## ASSIGNMENT
From the entries below, copy every line holding the word "size".

## TASK DATA
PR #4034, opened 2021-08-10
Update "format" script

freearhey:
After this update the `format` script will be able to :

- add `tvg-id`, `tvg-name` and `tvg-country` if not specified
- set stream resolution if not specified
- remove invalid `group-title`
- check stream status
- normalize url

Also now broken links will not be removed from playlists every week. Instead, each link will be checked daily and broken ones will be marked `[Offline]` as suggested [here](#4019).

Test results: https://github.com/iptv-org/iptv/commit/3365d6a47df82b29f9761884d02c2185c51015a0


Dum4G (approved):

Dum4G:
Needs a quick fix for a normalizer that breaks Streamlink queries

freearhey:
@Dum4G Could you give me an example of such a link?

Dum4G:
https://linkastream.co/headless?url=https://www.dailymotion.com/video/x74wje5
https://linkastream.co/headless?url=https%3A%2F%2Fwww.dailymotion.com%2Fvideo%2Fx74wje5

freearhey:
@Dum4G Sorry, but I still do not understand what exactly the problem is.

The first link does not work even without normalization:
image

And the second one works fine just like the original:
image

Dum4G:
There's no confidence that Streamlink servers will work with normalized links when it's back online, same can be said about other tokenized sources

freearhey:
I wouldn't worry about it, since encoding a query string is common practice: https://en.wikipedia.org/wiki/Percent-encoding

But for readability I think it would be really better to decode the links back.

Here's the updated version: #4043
...
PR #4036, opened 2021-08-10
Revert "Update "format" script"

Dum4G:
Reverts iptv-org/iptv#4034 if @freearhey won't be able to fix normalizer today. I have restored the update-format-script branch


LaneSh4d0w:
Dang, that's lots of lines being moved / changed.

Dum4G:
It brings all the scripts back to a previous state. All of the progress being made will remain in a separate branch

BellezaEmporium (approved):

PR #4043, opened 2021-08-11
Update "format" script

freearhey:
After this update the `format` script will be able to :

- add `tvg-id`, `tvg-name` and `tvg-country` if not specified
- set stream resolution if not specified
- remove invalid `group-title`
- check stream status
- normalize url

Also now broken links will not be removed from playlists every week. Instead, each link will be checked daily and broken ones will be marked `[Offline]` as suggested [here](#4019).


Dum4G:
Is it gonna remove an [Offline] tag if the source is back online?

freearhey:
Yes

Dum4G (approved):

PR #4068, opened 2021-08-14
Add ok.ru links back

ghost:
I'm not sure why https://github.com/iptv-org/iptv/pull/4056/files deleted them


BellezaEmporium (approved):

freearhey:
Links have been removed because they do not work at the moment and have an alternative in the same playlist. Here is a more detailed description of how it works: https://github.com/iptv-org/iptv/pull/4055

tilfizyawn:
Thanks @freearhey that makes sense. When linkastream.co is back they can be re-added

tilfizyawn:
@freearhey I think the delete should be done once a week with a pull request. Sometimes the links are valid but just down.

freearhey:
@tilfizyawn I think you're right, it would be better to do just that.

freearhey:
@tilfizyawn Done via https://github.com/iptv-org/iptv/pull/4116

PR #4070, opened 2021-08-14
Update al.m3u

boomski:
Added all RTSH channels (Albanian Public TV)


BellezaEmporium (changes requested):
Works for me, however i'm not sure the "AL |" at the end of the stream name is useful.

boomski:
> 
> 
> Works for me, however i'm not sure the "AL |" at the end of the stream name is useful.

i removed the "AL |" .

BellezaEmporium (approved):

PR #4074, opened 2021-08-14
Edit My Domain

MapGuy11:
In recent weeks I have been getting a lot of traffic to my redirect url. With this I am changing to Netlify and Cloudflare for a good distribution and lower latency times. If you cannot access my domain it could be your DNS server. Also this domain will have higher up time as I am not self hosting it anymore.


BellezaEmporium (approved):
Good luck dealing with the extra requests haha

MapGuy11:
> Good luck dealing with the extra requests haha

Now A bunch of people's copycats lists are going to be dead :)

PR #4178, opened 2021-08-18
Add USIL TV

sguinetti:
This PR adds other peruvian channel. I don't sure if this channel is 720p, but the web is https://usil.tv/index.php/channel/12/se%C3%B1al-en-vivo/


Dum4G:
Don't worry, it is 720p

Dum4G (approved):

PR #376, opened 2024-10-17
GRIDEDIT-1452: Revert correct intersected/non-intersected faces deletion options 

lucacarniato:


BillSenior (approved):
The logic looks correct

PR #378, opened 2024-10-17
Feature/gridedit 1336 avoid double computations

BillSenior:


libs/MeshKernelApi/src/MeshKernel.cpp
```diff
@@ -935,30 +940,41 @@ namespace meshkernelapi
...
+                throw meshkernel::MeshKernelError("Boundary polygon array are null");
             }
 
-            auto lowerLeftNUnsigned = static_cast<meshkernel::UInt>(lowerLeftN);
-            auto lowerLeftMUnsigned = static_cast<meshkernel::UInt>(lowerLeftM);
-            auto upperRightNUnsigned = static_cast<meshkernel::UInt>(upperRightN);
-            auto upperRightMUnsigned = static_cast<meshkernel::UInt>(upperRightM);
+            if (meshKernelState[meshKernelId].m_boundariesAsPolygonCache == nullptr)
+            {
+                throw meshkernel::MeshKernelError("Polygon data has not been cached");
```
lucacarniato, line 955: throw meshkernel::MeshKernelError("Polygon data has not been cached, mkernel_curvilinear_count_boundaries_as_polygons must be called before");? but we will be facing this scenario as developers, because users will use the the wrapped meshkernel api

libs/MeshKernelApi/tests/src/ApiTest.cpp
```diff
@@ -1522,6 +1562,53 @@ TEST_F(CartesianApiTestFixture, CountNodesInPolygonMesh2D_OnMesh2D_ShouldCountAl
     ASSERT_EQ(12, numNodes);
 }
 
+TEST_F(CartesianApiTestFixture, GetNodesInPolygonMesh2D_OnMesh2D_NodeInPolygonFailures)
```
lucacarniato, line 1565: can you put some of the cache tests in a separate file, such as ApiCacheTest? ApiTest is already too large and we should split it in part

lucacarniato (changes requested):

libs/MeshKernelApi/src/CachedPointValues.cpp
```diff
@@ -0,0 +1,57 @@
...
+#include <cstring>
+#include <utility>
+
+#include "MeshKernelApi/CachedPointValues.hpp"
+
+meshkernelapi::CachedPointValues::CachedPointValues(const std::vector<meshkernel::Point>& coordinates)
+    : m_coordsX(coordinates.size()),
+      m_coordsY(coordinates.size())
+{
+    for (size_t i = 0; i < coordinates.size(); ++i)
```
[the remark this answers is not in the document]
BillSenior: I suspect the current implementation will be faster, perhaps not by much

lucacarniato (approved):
==
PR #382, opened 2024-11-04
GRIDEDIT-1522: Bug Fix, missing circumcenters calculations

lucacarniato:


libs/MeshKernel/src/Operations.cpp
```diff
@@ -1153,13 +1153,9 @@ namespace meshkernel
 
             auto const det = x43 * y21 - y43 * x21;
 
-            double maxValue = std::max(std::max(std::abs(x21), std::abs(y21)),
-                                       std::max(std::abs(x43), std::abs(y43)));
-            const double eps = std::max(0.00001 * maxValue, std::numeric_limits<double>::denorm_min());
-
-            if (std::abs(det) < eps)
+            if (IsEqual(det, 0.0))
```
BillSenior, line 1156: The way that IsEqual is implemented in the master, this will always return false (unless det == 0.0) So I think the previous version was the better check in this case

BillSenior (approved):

## ANSWER SPACE
+    : m_coordsX(coordinates.size()),
+      m_coordsY(coordinates.size())
+    for (size_t i = 0; i < coordinates.size(); ++i)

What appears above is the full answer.